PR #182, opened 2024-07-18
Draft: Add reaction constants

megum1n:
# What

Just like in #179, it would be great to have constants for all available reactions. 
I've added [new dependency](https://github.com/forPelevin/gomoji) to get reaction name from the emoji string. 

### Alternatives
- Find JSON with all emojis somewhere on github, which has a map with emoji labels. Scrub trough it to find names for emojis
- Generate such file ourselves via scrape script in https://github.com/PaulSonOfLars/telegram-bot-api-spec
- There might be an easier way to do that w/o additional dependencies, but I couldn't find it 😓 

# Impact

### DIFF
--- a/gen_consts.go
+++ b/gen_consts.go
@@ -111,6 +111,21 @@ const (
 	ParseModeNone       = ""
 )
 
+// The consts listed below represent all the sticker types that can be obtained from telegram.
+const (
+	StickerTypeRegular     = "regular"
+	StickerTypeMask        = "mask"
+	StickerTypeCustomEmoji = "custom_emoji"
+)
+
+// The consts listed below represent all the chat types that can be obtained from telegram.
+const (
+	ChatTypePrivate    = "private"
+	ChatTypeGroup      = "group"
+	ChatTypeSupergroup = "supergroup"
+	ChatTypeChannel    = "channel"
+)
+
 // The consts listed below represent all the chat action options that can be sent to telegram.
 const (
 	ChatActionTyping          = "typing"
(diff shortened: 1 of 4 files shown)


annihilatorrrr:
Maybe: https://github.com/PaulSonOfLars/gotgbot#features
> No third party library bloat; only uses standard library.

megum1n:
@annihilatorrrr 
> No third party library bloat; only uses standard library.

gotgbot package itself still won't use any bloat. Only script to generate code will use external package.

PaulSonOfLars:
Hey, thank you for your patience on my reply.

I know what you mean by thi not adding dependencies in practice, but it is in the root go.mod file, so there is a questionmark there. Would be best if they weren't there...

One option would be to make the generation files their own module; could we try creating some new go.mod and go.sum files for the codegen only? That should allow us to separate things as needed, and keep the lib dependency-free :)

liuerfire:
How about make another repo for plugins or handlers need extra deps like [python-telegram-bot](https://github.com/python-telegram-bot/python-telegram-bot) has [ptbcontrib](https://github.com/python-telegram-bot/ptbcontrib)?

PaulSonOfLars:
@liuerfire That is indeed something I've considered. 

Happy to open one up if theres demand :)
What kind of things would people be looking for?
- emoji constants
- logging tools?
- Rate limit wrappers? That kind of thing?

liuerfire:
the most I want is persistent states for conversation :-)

...

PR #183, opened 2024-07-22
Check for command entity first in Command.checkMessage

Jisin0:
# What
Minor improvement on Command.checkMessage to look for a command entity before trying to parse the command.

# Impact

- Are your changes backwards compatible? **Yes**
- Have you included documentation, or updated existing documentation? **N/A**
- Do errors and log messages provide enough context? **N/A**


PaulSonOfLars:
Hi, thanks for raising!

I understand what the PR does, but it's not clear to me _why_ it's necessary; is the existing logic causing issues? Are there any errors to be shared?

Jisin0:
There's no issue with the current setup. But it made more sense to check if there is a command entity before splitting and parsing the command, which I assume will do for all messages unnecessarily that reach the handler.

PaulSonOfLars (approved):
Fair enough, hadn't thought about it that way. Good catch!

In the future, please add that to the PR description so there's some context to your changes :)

---

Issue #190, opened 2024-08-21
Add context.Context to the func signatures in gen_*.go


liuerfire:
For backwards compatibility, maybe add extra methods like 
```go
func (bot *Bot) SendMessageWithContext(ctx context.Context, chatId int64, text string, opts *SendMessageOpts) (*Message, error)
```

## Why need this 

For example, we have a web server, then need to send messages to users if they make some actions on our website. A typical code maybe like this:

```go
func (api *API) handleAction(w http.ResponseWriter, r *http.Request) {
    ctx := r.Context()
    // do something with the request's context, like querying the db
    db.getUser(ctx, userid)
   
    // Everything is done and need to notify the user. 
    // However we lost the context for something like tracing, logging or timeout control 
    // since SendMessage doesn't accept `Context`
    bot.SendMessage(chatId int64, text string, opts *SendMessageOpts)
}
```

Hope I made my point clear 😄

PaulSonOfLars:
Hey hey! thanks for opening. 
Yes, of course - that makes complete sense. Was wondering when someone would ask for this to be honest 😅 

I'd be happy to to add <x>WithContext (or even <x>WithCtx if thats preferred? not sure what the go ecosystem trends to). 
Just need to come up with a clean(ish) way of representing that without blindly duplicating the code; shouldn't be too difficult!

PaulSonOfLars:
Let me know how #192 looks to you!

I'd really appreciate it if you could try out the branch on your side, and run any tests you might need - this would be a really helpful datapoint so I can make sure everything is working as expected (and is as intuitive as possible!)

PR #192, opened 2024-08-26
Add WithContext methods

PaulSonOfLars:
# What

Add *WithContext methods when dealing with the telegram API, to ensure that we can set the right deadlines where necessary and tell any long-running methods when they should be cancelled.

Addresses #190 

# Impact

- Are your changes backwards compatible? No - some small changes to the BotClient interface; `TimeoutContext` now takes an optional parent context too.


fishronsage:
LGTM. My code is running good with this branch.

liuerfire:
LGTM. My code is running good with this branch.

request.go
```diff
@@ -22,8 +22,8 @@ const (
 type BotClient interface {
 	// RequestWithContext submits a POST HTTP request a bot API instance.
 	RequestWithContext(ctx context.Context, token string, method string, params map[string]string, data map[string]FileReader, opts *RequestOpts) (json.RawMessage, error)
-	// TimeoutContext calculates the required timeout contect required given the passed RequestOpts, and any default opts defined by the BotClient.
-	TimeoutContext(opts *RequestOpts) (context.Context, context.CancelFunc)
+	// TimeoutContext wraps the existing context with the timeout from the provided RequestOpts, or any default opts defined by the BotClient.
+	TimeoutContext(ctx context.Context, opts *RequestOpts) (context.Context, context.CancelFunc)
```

■ Work instruction ■
Check each line of the entries above, and show every one holding the word "dependencies".

■ Answer space ■
- There might be an easier way to do that w/o additional dependencies, but I couldn't find it 😓 
I know what you mean by thi not adding dependencies in practice, but it is in the root go.mod file, so there is a questionmark there. Would be best if they weren't there...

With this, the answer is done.